Question: The resistance of a wire of length \[100\,{\text{cm}}\] and \[7 \times {10^{ - 3}}\,{\text{cm}}\] ra...

Question

The resistance of a wire of length $100\,{\text{cm}}$ and $7 \times {10^{ - 3}}\,{\text{cm}}$ radius is 6 ohms. Its specific resistance is
A. $924 \times {10^{ - 8}}\,\Omega \cdot {\text{cm}}$
B. $92.4 \times {10^{ - 8}}\,\Omega \cdot {\text{cm}}$
C. $900 \times {10^{ - 8}}\,\Omega \cdot {\text{cm}}$
D. $224 \times {10^{ - 8}}\,\Omega \cdot {\text{cm}}$

Answer 1

Solution

Use the formula for area of the circle to determine the cross- sectional area of the wire using the radius of the wire. Then use the formula for the resistance of the wire. This formula gives the relation between the resistance of the wire, resistivity of the material of the wire, length of the wire and cross-sectional area of the wire.

Formula used:
The resistance $R$ of a wire is given by
$R = \rho \dfrac{L}{A}$ …… (1)
Here, $\rho$ is the resistivity of the material of the wire, $L$ is the length of the wire and $A$ is the cross-sectional area of the wire.
The cross- sectional area $A$ of a wire is given by
$A = \pi {R^2}$ …… (2)
Here, $R$ is the radius of the wire.

Complete step by step answer:
We have given that the length of the wire is $100\,{\text{cm}}$ and the radius of the wire is $7 \times {10^{ - 3}}\,{\text{cm}}$ .
$L = 100\,{\text{cm}}$
$R = 7 \times {10^{ - 3}}\,{\text{cm}}$
Let us determine the cross-sectional area $A$ of the wire.
Substitute $3.14$ for $\pi$ and $7 \times {10^{ - 3}}\,{\text{cm}}$ for $R$ in equation (2).
$A = \left( {3.14} \right){\left( {7 \times {{10}^{ - 3}}\,{\text{cm}}} \right)^2}$
$\Rightarrow A = 153.86 \times {10^{ - 6}}\,{\text{c}}{{\text{m}}^2}$
Hence, the cross-sectional area of the wire is $153.86 \times {10^{ - 6}}\,{\text{c}}{{\text{m}}^2}$ .
The resistivity of the material of the wire is also known as the specific resistance of the wire.

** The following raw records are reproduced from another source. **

PR #2332, opened 2026-07-23
fix: hide HTTP scrape error details

### LINKED ISSUE #2283: Security Report: Full Stack Trace Disclosure in HTTP Error Responses
# Security Report: Full Stack Trace Disclosure in HTTP Error Responses

## 1. Vulnerability Summary

| Field                  | Value                                                                                         |
|------------------------|-----------------------------------------------------------------------------------------------|
| **Product**            | prometheus/client_java                                                                        |
| **Affected Version**   | 1.8.0 (main branch); all prior 1.x releases using `prometheus-metrics-exporter-httpserver` are likely affected |
| **Component**          | `prometheus-metrics-exporter-httpserver`                                                       |
| **Vulnerable File**    | `prometheus-metrics-exporter-httpserver/src/main/java/io/prometheus/metrics/exporter/httpserver/HttpExchangeAdapter.java` |
| **Vulnerable Lines**   | 103-141                                                                                       |
| **CWE**                | CWE-209: Generation of Error Message Containing Sensitive Information                         |
| **CVSS 3.1 Score**     | **5.3 (Medium)**                                                                              |
| **CVSS 3.1 Vector**    | `AV:N/AC:L/PR:N/UI:N/S:U/C:L/I:N/A:N`                                                       |
| **Commit (HEAD)**      | `a017f809`                                                                                    |
| **Discoverer**         | Security Research                                                                             |

---

## 2. Vulnerability Description

The `HttpExchangeAdapter` class in the `prometheus-metrics-exporter-httpserver` module exposes full Java stack traces to remote, unauthenticated HTTP clients when any exception occurs during a Prometheus metrics scrape. The method `sendErrorResponseWithStackTrace()` serializes the complete exception stack trace -- including exception type, message, chained causes, class names, method names, file names, and line numbers -- into the HTTP 500 response body and sends it directly to the requesting client.

The `/metrics` endpoint served by the built-in `HTTPServer` is accessible without authentication by default. No configuration option exists to suppress stack trace output in error responses. Any exception raised during the scrape cycle (configuration errors, metric collection failures, runtime exceptions from custom collectors) triggers the disclosure.

This is a classic information disclosure vulnerability. Stack traces are considered sensitive information because they reveal internal implementation details that assist attackers in reconnaissance and targeted exploitation.

---

## 3. Affected Component Architecture

The vulnerability sits at the intersection of three components:

```
PrometheusScrapeHandler.handleRequest()
        |
        |  catches IOException / RuntimeException
        v
PrometheusHttpExchange.handleException()  (interface)
        |
        |  implemented by
        v
HttpExchangeAdapter.sendErrorResponseWithStackTrace()  <-- VULNERABILITY
        |
        v
HTTP 500 Response with full stack trace sent to client
```

**Key observation:** The servlet-based adapters (`prometheus-metrics-exporter-servlet-jakarta` and `prometheus-metrics-exporter-servlet-javax`) are **not** affected. Their `handleException()` implementations re-throw the exception to the servlet container rather than serializing stack traces into the response. This vulnerability is specific to the standalone `HTTPServer` exporter module.

---

### 4.1 Primary Vulnerable Method

**File:** `prometheus-metrics-exporter-httpserver/src/main/java/io/prometheus/metrics/exporter/httpserver/HttpExchangeAdapter.java`
**Lines:** 103-141

```java
private void sendErrorResponseWithStackTrace(Exception requestHandlerException) {
    if (!responseSent) {
      responseSent = true;
      try {
        StringWriter stringWriter = new StringWriter();
        PrintWriter printWriter = new PrintWriter(stringWriter);
        printWriter.write("An Exception occurred while scraping metrics: ");
        requestHandlerException.printStackTrace(new PrintWriter(printWriter));
        byte[] stackTrace = stringWriter.toString().getBytes(StandardCharsets.UTF_8);
        httpExchange.getResponseHeaders().set("Content-Type", "text/plain; charset=utf-8");
        httpExchange.sendResponseHeaders(500, stackTrace.length);
        httpExchange.getResponseBody().write(stackTrace);
      } catch (IOException errorWriterException) {
        // ...
      }
    }
}
```

The critical issue is the call to `requestHandlerException.printStackTrace(new PrintWriter(printWriter))` on line 110, which dumps the entire stack trace into a `StringWriter` whose contents are then written verbatim to the HTTP response body on line 114.

### 4.2 Call Sites

The vulnerable method is invoked from the two `handleException()` overloads (lines 93-101):

```java
@Override
public void handleException(IOException e) throws IOException {
    sendErrorResponseWithStackTrace(e);
}

@Override
public void handleException(RuntimeException e) {
    sendErrorResponseWithStackTrace(e);
}
```

### 4.3 Trigger Point

`PrometheusScrapeHandler.handleRequest()` (lines 99-102) routes all caught exceptions through the exchange's `handleException()`:

```java
public void handleRequest(PrometheusHttpExchange exchange) throws IOException {
    try {
      // ... scrape metrics
    } catch (IOException e) {
      exchange.handleException(e);
    } catch (RuntimeException e) {
      exchange.handleException(e);
    } finally {
      exchange.close();
    }
}
```

---

## 5. CVSS 3.1 Detailed Breakdown

| Metric                     | Value          | Justification                                                                                         |
|----------------------------|----------------|-------------------------------------------------------------------------------------------------------|
| **Attack Vector (AV)**     | Network (N)    | The `/metrics` HTTP endpoint is network-accessible. The `HTTPServer` binds to a network socket (default: all interfaces). |
| **Attack Complexity (AC)** | Low (L)        | No special conditions required. The attacker only needs network access to the metrics port. An exception must occur during scraping, which can be triggered via environment variable misconfiguration or may happen naturally. |
| **Privileges Required (PR)** | None (N)    | The `HTTPServer` does not require authentication by default. The `Authenticator` is an optional builder parameter that is `null` unless explicitly configured. |
| **User Interaction (UI)**  | None (N)       | No user interaction is needed. The attacker sends an HTTP request directly to the endpoint.            |
| **Scope (S)**              | Unchanged (U)  | The vulnerability affects only the confidentiality of the vulnerable component; it does not cross trust boundaries to impact other components. |
| **Confidentiality (C)**    | Low (L)        | The disclosed information (stack traces, class names, library versions, configuration values, file paths) provides valuable reconnaissance data but does not directly expose credentials, secrets, or user data. |
| **Integrity (I)**          | None (N)       | No data modification occurs.                                                                          |
| **Availability (A)**       | None (N)       | No denial-of-service impact.                                                                          |

**CVSS 3.1 Vector String:** `CVSS:3.1/AV:N/AC:L/PR:N/UI:N/S:U/C:L/I:N/A:N`
**CVSS 3.1 Base Score:** **5.3 (Medium)**

---

## 6. Information Disclosed in Stack Traces

A stack trace exposed via this vulnerability can reveal the following categories of sensitive information:

| Category                          | Example                                                                                              |
|-----------------------------------|------------------------------------------------------------------------------------------------------|
| **Library version**               | Package naming conventions and class structures identify the exact `client_java` version             |
| **Internal class names**          | `io.prometheus.metrics.config.Util`, `io.prometheus.metrics.config.HistogramProperties`, etc.        |
| **Internal method names**         | `parseDoubleList`, `collect`, `scrape`                                                               |
| **Source file names and line numbers** | `Util.java:90`, `HistogramProperties.java:45`, `Histogram.java:198`                             |
| **Configuration values**          | Exception messages from `PrometheusPropertiesException` embed the invalid configuration value        |
| **JVM internals**                 | Thread stack frames expose JVM version, internal classes, and runtime behavior                        |
| **Application structure**         | Custom collector class names, application framework stack frames                                     |
| **File system paths**             | Absolute paths may appear in exception messages (e.g., properties file locations)                    |
| **Package structure**             | Full package hierarchy of the application and its dependencies                                       |

---

### 7.1 Prerequisites

- A Java application using `prometheus-metrics-exporter-httpserver` with the built-in `HTTPServer`
- Network access to the metrics HTTP port

### 7.2 Reproduction Steps

**Step 1: Configure an invalid property to guarantee an exception during scrape.**

```bash
export IO_PROMETHEUS_METRICS_HISTOGRAM_CLASSIC_UPPER_BOUNDS=invalid
```

This environment variable sets an invalid value for the histogram upper bounds configuration. When a Histogram metric is collected, `HistogramProperties` attempts to parse this value, throwing a `PrometheusPropertiesException`.

**Step 2: Start the application with a Prometheus HTTP server.**

Any Java application using the `HTTPServer` builder pattern:

```java
import io.prometheus.metrics.core.metrics.Histogram;

public class VulnerableApp {
        Histogram histogram = Histogram.builder()
            .name("example_histogram")
            .help("An example histogram")
            .register();

            .port(9400)
            .buildAndStart();

        System.out.println("Server started on port " + server.getPort());
        Thread.currentThread().join();
    }
}
```

**Step 3: Request the metrics endpoint.**

```bash
curl -s http://localhost:9400/metrics
```

**Step 4: Observe the full stack trace in the response.**

Expected HTTP 500 response body:

```
An Exception occurred while scraping metrics: io.prometheus.metrics.config.PrometheusPropertiesException:
  io.prometheus.metrics.histogram.classic_upper_bounds=invalid: Expecting comma separated list of double values
    at io.prometheus.metrics.config.Util.parseDoubleList(Util.java:90)
    at io.prometheus.metrics.config.HistogramProperties.<init>(HistogramProperties.java:45)
    at io.prometheus.metrics.core.metrics.Histogram.collect(Histogram.java:198)
    at io.prometheus.metrics.model.registry.PrometheusRegistry.scrape(PrometheusRegistry.java:67)
    at io.prometheus.metrics.exporter.common.PrometheusScrapeHandler.scrape(PrometheusScrapeHandler.java:143)
    at io.prometheus.metrics.exporter.common.PrometheusScrapeHandler.handleRequest(PrometheusScrapeHandler.java:63)
    at io.prometheus.metrics.exporter.httpserver.MetricsHandler.handle(MetricsHandler.java:25)
    at com.sun.net.httpserver.Filter$Chain.doFilter(Filter.java:77)
    at sun.net.httpserver.AuthFilter.doFilter(AuthFilter.java:82)
    at com.sun.net.httpserver.Filter$Chain.doFilter(Filter.java:80)
    at sun.net.httpserver.ServerImpl$Exchange$LinkHandler.handle(ServerImpl.java:692)
    at com.sun.net.httpserver.Filter$Chain.doFilter(Filter.java:77)
    ...
```

### 7.3 Attack Scenario Without Misconfiguration

Even without attacker-controlled misconfiguration, stack traces are disclosed when:

1. A custom `Collector` registered in the `PrometheusRegistry` throws a `RuntimeException` during `collect()` (e.g., `NullPointerException`, `IllegalStateException`).
2. A transient I/O error occurs during metric serialization.
3. An internal consistency error is triggered by concurrent metric updates.

In production environments, these conditions are not uncommon, making the vulnerability exploitable through passive observation as well as active triggering.

---

### 8.1 Direct Impact

- **Information Disclosure:** Every error during metrics scraping sends implementation details to the network client. In environments where the metrics port is exposed (common in Kubernetes, cloud deployments, and monitoring infrastructure), any network-adjacent attacker can collect this information.

### 8.2 Reconnaissance Value

The disclosed stack traces provide an attacker with:

1. **Dependency mapping:** Exact library names and versions enable identification of known CVEs in dependencies.
2. **Code path analysis:** Method names and line numbers reveal execution flow, helping identify injection points or logic flaws.
3. **Configuration inference:** Exception messages from `PrometheusPropertiesException` and similar classes expose configuration parameters and their values.
4. **Technology fingerprinting:** JVM version, application server type, and framework stack frames identify the technology stack.

### 8.3 Deployment Context

The `HTTPServer` component is commonly used in:

- Standalone Java applications without a servlet container
- Java agents for JVM instrumentation
- Microservices exposing metrics alongside application traffic

In these deployments, the metrics port is frequently accessible to broader network segments than intended, amplifying the exposure risk.

---

### Affected Module

| Module | Affected | Reason |
|--------|----------|--------|
| `prometheus-metrics-exporter-httpserver` | **Yes** | `HttpExchangeAdapter.sendErrorResponseWithStackTrace()` writes full stack traces to the HTTP response body |

### Unaffected Modules

| Module | Affected | Reason |
|--------|----------|--------|
| `prometheus-metrics-exporter-servlet-jakarta` | No | `handleException()` re-throws the exception to the servlet container (`throw e;`) |
| `prometheus-metrics-exporter-servlet-javax` | No | `handleException()` re-throws the exception to the servlet container (`throw e;`) |

---

### 10.1 Immediate Fix

Replace the stack trace serialization in `sendErrorResponseWithStackTrace()` with a generic error message. Log the full stack trace server-side for debugging purposes.

```java
private void sendErrorResponseWithStackTrace(Exception requestHandlerException) {
    if (!responseSent) {
      responseSent = true;
      try {
        // Log the full stack trace server-side only
        Logger.getLogger(this.getClass().getName())
            .log(Level.SEVERE,
                "An Exception occurred while scraping metrics.",
                requestHandlerException);

        // Send a generic error message to the client
        byte[] message = "An internal error occurred while scraping metrics.\n"
            .getBytes(StandardCharsets.UTF_8);
        httpExchange.getResponseHeaders().set("Content-Type", "text/plain; charset=utf-8");
        httpExchange.sendResponseHeaders(500, message.length);
        httpExchange.getResponseBody().write(message);
      } catch (IOException errorWriterException) {
        // ... existing error handling
      }
    }
}
```

### 10.2 Configurable Error Verbosity

Introduce a configuration property (e.g., `io.prometheus.metrics.exporter.httpserver.debug`) that controls whether detailed error information is included in HTTP responses. Default to `false` (generic messages only).

### 10.3 Defense in Depth

- Document that the metrics HTTP port should be protected by network-level access controls (firewall rules, network policies).
- Encourage use of the `Authenticator` builder option when the metrics port is exposed to untrusted networks.
- Consider implementing the same error-handling pattern used by the servlet adapters, which delegate exception handling to the container rather than serializing stack traces.

---

## 11. References

- **CWE-209:** [Generation of Error Message Containing Sensitive Information](https://cwe.mitre.org/data/definitions/209.html)
- **OWASP:** [Improper Error Handling](https://owasp.org/www-community/Improper_Error_Handling)
- **OWASP Testing Guide:** [Testing for Stack Traces (OTG-ERR-002)](https://owasp.org/www-project-web-security-testing-guide/latest/4-Web_Application_Security_Tests/08-Testing_for_Error_Handling/02-Testing_for_Stack_Traces)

We can determine the specific resistance of the wire using equation (1). Rearrange the equation (1) for the specific resistance $\rho$ of the wire.
$\rho = \dfrac{{RA}}{L}$
Substitute $6\,\Omega$ for $R$ , $153.86 \times {10^{ - 6}}\,{\text{c}}{{\text{m}}^2}$ for $A$ and $100\,{\text{cm}}$ for $L$ in the above equation.
$\rho = \dfrac{{\left( {6\,\Omega } \right)\left( {153.86 \times {{10}^{ - 6}}\,{\text{c}}{{\text{m}}^2}} \right)}}{{100\,{\text{cm}}}}$
$\Rightarrow \rho = 923.16 \times {10^{ - 8}}\,\Omega \cdot {\text{c}}{{\text{m}}^2}$
$\therefore \rho \approx 924 \times {10^{ - 8}}\,\Omega \cdot {\text{c}}{{\text{m}}^2}$
Therefore, the specific resistance of the material of the wire is $924 \times {10^{ - 8}}\,\Omega \cdot {\text{c}}{{\text{m}}^2}$ .

Hence, the correct option is A.

Note: The students may convert the units of the length and radius of the wire from the CGS system of units (cm) to the SI system of units (m). If the unit conversion is done then also we will arrive at the final correct answer. But the unit of the final answer should also be converted in the SI system of units. Hence, in order to avoid this lengthy procedure, unit conversion is not done as the final answer given in the options is also in the CGS system of units.